Bone Can Form in Arteries, Scientists Say : Health: UCLA research team links calcification to atherosclerosis. The discovery may open the way for new therapies. It also casts doubt on osteoporosis treatment.

In a surprising discovery, UCLA researchers have found that atherosclerosis, better known as hardening of the arteries, may arise in part through the formation of bone in the arteries.

The finding, reported today in the Journal of Clinical Investigation, could open the door to new therapies to prevent atherosclerosis, which is treated by controlling intake of cholesterol and fats, said Dr. Linda Demer, associate chief of cardiology at the UCLA School of Medicine.

Atherosclerosis contributes to two-thirds of the nearly 650,000 annual deaths from heart attacks and strokes in the United States, according to the American Heart Assn.

Atherosclerotic lesions contain bone-like calcium crystals and fatty deposits. Most researchers had previously thought that the calcium crystals formed passively from calcium in the blood. Demer’s results suggest that it is an active process--like the formation of bone--under the control of hormones and proteins released by the body.

“This research shows that in the future we may be able to look at calcification . . . as a process that can be slowed and controlled through diet, medication or other methods,” she said.

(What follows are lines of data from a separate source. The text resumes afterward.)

PR #44, opened 2020-04-30
Fix focused-window-name plugin

rtfpessoa:
Windows names were wrongly including the string `uncomment to show an icon`


kgilmer:
Thanks for the fix @rtfpessoa !

rtfpessoa:
@kgilmer thank you for your work in regolith 🚀

PR #45, opened 2020-05-02
Udpated gsetting parameter lookup

gdeflaux:
The `sources` parameters is what works for me. `mru-sources` parameter is empty causing the block to display non-sense.

Screenshot from 2020-05-02 17-38-06


kgilmer:
Thanks @gdeflaux :smile: .  Verified same is true for bionic, eoan, and focal.

PR #47, opened 2020-05-04
Updates to the volume blocklet script

farsil:
This relatively localized PR actually changes many things in the volume blocklet. I do not expect all of the changes to be included upstream, so I have separated the changes in different commits, in order to make it easier to pick what to include, in a way.

### Changes
- `STEP`, `UNIT` and `MIXER` are now searched in `XResources` definitions before falling back to the default values. The three relevant definitions are `i3xrocks.volume.step`, `i3xrocks.volume.unit` and `i3xrocks.volume.mixer`.
- The volume level is now displayed even if the control is muted. There are two reasons for this:
  - The blocklet size stays consistent when muting/unmuting.
  - It can be useful to know the volume level before unmuting.
- The volume level is displayed in warning color when muted, to better highlight the reason the sound is not working,
- If the volume is changed while muted, the mixer is no longer automatically unmuted. This can be useful when you want to change the output volume before unmuting (maybe because it was too loud).
- Consistent function names and whitespace.

### DIFF
--- a/scripts/volume
+++ b/scripts/volume
@@ -72,13 +72,8 @@ icon() {
 }
 
 value() {
-    STATUS=$(status)
-    if [ "$STATUS" == "on" ]; then
-        VAL=$(mixer_info | sed -n -E "s/.*\[(-?[0-9]+.?[0-9]+)$UNIT\].*/\1/p" | head -n 1)
-        echo "$VAL$UNIT"
-    else
-        echo ""
-    fi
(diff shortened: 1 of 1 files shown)


kgilmer:
Looks good @farsil , and you briefly mention what you did to test your changes?

farsil:
I am currently using in my machine with no problems. Later this afternoon I can try installing it into the virtual machines (Ubuntu 20.04 + 1.4 and Regolith 1.4 Xubuntu-based) to check if there's something missing.

kgilmer:
If your machine is running 1.4 that should be sufficient, thanks :)

kgilmer:
I'm about to make a release of this package and will take this as part of it.

PR #49, opened 2020-05-07
Update keyboard-layout

kirushik:
GSettings has a special option, `mru-sources` (as in Most Recently Used sources) which is specified to change order with every layout change.
The original version uses `sources` which doesn't guarantee any reordering, and didn't work reliably for me (on Ubuntu 20.04)

**PS.** Probably adding an explicit license to this repository would be a good idea; just in case, I explicitly grant all rights to this contribution of mine to Regolith project.

### DIFF
--- a/scripts/keyboard-layout
+++ b/scripts/keyboard-layout
@@ -6,5 +6,5 @@ VALUE_FONT=${font:-$(xrescat i3xrocks.value.font)}
 PANGO_START="<span color=\"${VALUE_COLOR}\" font_desc=\"${VALUE_FONT}\">"
 PANGO_END="</span>"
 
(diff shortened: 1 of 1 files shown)


kgilmer:
Thank you @kirushik !  I have added a license file that points to the debian copyright file for details.  Please let me know if you see something wrong w/ that approach.

kirushik:
> Please let me know if you see something wrong w/ that approach.

It might work, if that's what you prefer.
Otherwise, I've seen a lot of project putting the verbatim GPL3 text into `LICENSE` file in the repo, and tracking contributions in a separate `CONTRIBUTORS` file.

I can't tell you if that's better or worse than what you're doing now — on one hand, having those two "sources of truth" desynchronized might really be a hard to fix issue; on another, there's a definite benefit of having Github explicitly show your license in its UI and API, for contributors' peace of mind if not for anything else.

Also — thank you for your work on Regolith!

PR #53, opened 2020-05-15
Add option for net-traffic to display data in bits rather than bytes.

cjohnston1158:
Adapted from:

https://github.com/marssantoso/nettraffic/commit/c2377279ec8f0d4c287c2dd2777c8d720e6ca2c2


kgilmer:
Thank you @cjohnston1158 !

PR #55, opened 2020-05-22
Fixed missing disk-capacity indicator

moritzheiber:
- Resolved numerous lintian errors
- Added .gitattributes for easier packaging
- Fixed disk-capacity label not showing up
- Fixed missing color separation for disk-capacity output
- Bumped debhelper compatibility to 12
- Fixed missing or superfluous copyright information
- Removed whitespaces from debian/{changelog,rules} (lintian warning)

I'll leave the bumping of the `changelog` in your capable hands :wink:


moritzheiber:
@kgilmer You might want to make it a habit for yourself to run [lintian](https://lintian.debian.org/) on the Regolith packages regularly :smirk:

kgilmer:
Wow, this is a lot of cleanup work, thank you @moritzheiber .  A lot of this is remaining noise from the i3blocks fork.

Other than the `lintian` that's run as part of `debuild`, how do you suggest I use it?

.gitattributes
```diff
@@ -0,0 +1 @@
+debian export-ignore
```
kgilmer, line 1: I see the documentation for this but it's not clear to me what impact that this has?

moritzheiber: I used the following command to collect the `orig` tarball for testing the packaging:
```
$ git archive --format=tar.gz -o ../regolith-i3xrocks-config_$(dpkg-parsechangelog --show-field Version | cut -d'-' -f1).orig.tar.gz HEAD
```
it makes sure you only add files to the tarball that have been checked into git and discards any items you're "ignoring" via the attributes :slightly_smiling_face: 

I can remove it if you want to, it doesn't hurt though because it's only relevant to `git archive`.

moritzheiber:
> Wow, this is a lot of cleanup work, thank you @moritzheiber . A lot of this is remaining noise from the i3blocks fork.
> 
> Other than the `lintian` that's run as part of `debuild`, how do you suggest I use it?

I think it's mainly about adding `--pedantic` to the `lintian` run, which fails on errors. And, obviously, resolving at least the warnings (if not all the items) that pop up.

.gitattributes
kgilmer: Ah,  I like it!   I've been brutishly doing stuff like `tar cfzv ../<pkg filename> --exclude debian --exclude .git\* --exclude .idea --exclude .vscode .`

Thanks!

PR #56, opened 2020-05-23
Fix button clicks blocklets

moritzheiber:
- Also fix network bandwidth calculation/shellcheck errors
  in net-traffic script

Fixes https://github.com/regolith-linux/regolith-desktop/issues/336

### DIFF
--- a/scripts/net-traffic
+++ b/scripts/net-traffic
@@ -1,5 +1,7 @@
 #!/bin/bash
 
+set -Eeu -o pipefail
+
 # span for text
 fspan() {
     echo "<span font_desc=\"${VALUE_FONT}\" color=\"${VALUE_COLOR}\"> ${1}</span>"
@@ -21,7 +23,21 @@ GET="cat /proc/net/dev"
 # some default values for arguments"
 UP=${label_icon:-$(xrescat i3xrocks.label.up " up")}
 DN=${label_icon:-$(xrescat i3xrocks.label.dn " dn")}
+BUTTON=${button:-}
+DLY=${DLY:-1}
+RT=${RT:-}
+BPS=false
+UNIT=KB
 ULEV=2
+
+# Handle button event
+if [ "x${BUTTON}" == "x1" ] ; then
+    if [ "$INT_TYPE" == "W" ]; then
+        /usr/bin/i3-msg -q exec /usr/bin/gnome-control-center wifi
+    else
+        /usr/bin/i3-msg -q exec /usr/bin/gnome-control-center network
+    fi
+fi
 
 # determine the net interface name
 IF=$(ip route get 1.1.1.1 | grep -Po '(?<=dev\s)\w+' | cut -f1 -d ' ')
@@ -97,7 +113,7 @@ if [ "$UNIT" = "MB" ] || [ "$UNIT" = "M" ]; then
         4) SUF="Mb/s";;
         *) SUF="MB/s";;
     esac
-    elif [ "$UNIT" = "KB" ] || [ "$UNIT" = "K" ]; then
+elif [ "$UNIT" = "KB" ] || [ "$UNIT" = "K" ]; then
     FAC=1024
     case "$ULEV"
         in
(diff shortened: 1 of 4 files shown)


cheginit:
We're planning to add a floating window class to the i3 config file called `floating_window`. So for the button section, you can add `class=floating_window` flag to `gnome-control-center` to make the window floating.

See this [PR](https://github.com/regolith-linux/regolith-i3-gaps-config/pull/16/commits/bdf71bc31c132de029fcca71dbe5c2caf4406066).

moritzheiber:
@cheginit For me the window is floating when run from the blocklet, though, likely because [there's an option which applies to all GNOME Control Center windows](https://github.com/regolith-linux/regolith-i3-gaps-config/blob/master/config#L332).. is setting the explicit class even necessary then?

cheginit:
We're planning to replace it with this approach to make it more general so users can make any window floating by using this flag. It's a gtk flag so all gtk apps that implement it can be made floating.

moritzheiber:
> We're planning to replace it with this approach to make it more general so users can make any window floating by using this flag. It's a gtk flag so all gtk apps that implement it can be made floating.

Added the window class to all calls to `gnome-control-center`

scripts/net-traffic
```diff
@@ -1,5 +1,7 @@
 #!/bin/bash
 
+set -Eeu -o pipefail
```
kgilmer, line 3: Interesting!  What's going on here?

scripts/net-traffic
```diff
@@ -21,8 +23,22 @@ GET="cat /proc/net/dev"
...
+BUTTON=${button:-}
+DLY=${DLY:-1}
+RT=${RT:-}
+BPS=false
+UNIT=KB
 ULEV=2
 
+# Handle button event
+if [ "x${BUTTON}" == "x1" ] ; then
+    if [ "$INT_TYPE" == "W" ]; then
```
kgilmer, line 35: Nice!

scripts/net-traffic
```diff
@@ -143,44 +154,6 @@ RX=$(echo "scale = 0; ($RX2-$RX1)/$DLY" | bc -l)
 TX=$(echo "scale = 0; ($TX2-$TX1)/$DLY" | bc -l)
 AX=$(echo "scale = 0; $RX+$TX" | bc -l)
 
-# set net unit automatically
```
kgilmer, line 146: This can be removed because it's redundant?

scripts/wifi
```diff
@@ -1,16 +1,17 @@
...
 
+BUTTON=${button:-}
 VALUE_COLOR=${color:-$(xrescat i3xrocks.value.color "#D8DEE9")}
 LABEL_ICON=${label_icon:-$(xrescat i3xrocks.label.wifi )}
 LABEL_COLOR=${label_color:-$(xrescat i3xrocks.label.color "#7B8394")}
 VALUE_FONT=${font:-$(xrescat i3xrocks.value.font "Source Code Pro Medium 13")}
 
 ESSID=$(LC_ALL=C nmcli -t -f active,ssid dev wifi |  perl -n -e '/yes:(.*)/ && print $1')
-if [ ! -z "$ESSID" ]; then
+if [ -n "$ESSID" ]; then
```
kgilmer, line 10: I'm learning!

scripts/net-traffic
moritzheiber: Yes, I’m getting rid of it in favor of a sane default (which also fixes a shellcheck error)

scripts/net-traffic
moritzheiber: `-E` makes sure we're inheriting errors from subshells
`-e` exits the script immediately upon an error (i.e. it doesn't "bleed" its errors either into userspace or, worse, the bar)
`-u` treats unset variables as errors (i.e. you have to initialize them or the script won't run)
`-o pipefail` fails the script with the status of the last pipeline execution (and not of the overall script)

moritzheiber: Generally, these are safe to use when you're running a properly written script

scripts/net-traffic
moritzheiber: We could keep both around though, if you prefer to have the code instead of the (arguable, forced) default

jefft:
Ahem, commit  8e7daa1 left the 'x' flag on in the net-traffic script, and now my `i3-gnome-flashback.desktop` systemd log is being filled with debug logs :)

kgilmer:
Thanks for helping us test in `unstable` @jefft :smile: .  We'll get that fixed up shortly.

The study also suggests that current treatments to prevent bone loss (osteoporosis) in post-menopausal women by stimulating bone formation may have the inadvertent side effect of contributing to atherosclerosis. Treatments that stimulate bone formation could also stimulate deposition of bone minerals in arteries, she said.

Studies to examine such a link should be undertaken immediately, Demer said. “I don’t want to be an alarmist,” she said, “but we want to make sure we are doing the right thing (in treating osteoporosis) and not worsening the situation.”

Demer said she became interested in the subject when a pathologist showed her an atherosclerotic lesion from a cadaver that apparently contained bone tissue. She and her colleagues then began studying such lesions in segments of neck arteries removed from atherosclerosis patients to reduce the risk of strokes.

Examining the lesions, the team found that they contained traces of bone morphogenetic protein, or BMP--”the most potent bone-forming protein known,” she said. They could find no traces of the protein in healthy arterial tissue.

They grew cells from healthy arterial walls in the laboratory and found that within two weeks the cells spontaneously formed bone mineral similar to that observed in atherosclerosis. Those findings suggest that the artery wall cells have a hidden capacity to form bone that is apparently triggered during culturing of the cells--and during atherosclerosis. “That was completely to our surprise,” she said. “We expected we would have to apply something to them” for bone to form.

The next step, she said, will be to find what triggers the development of the calcium deposits and find some way to interfere with it.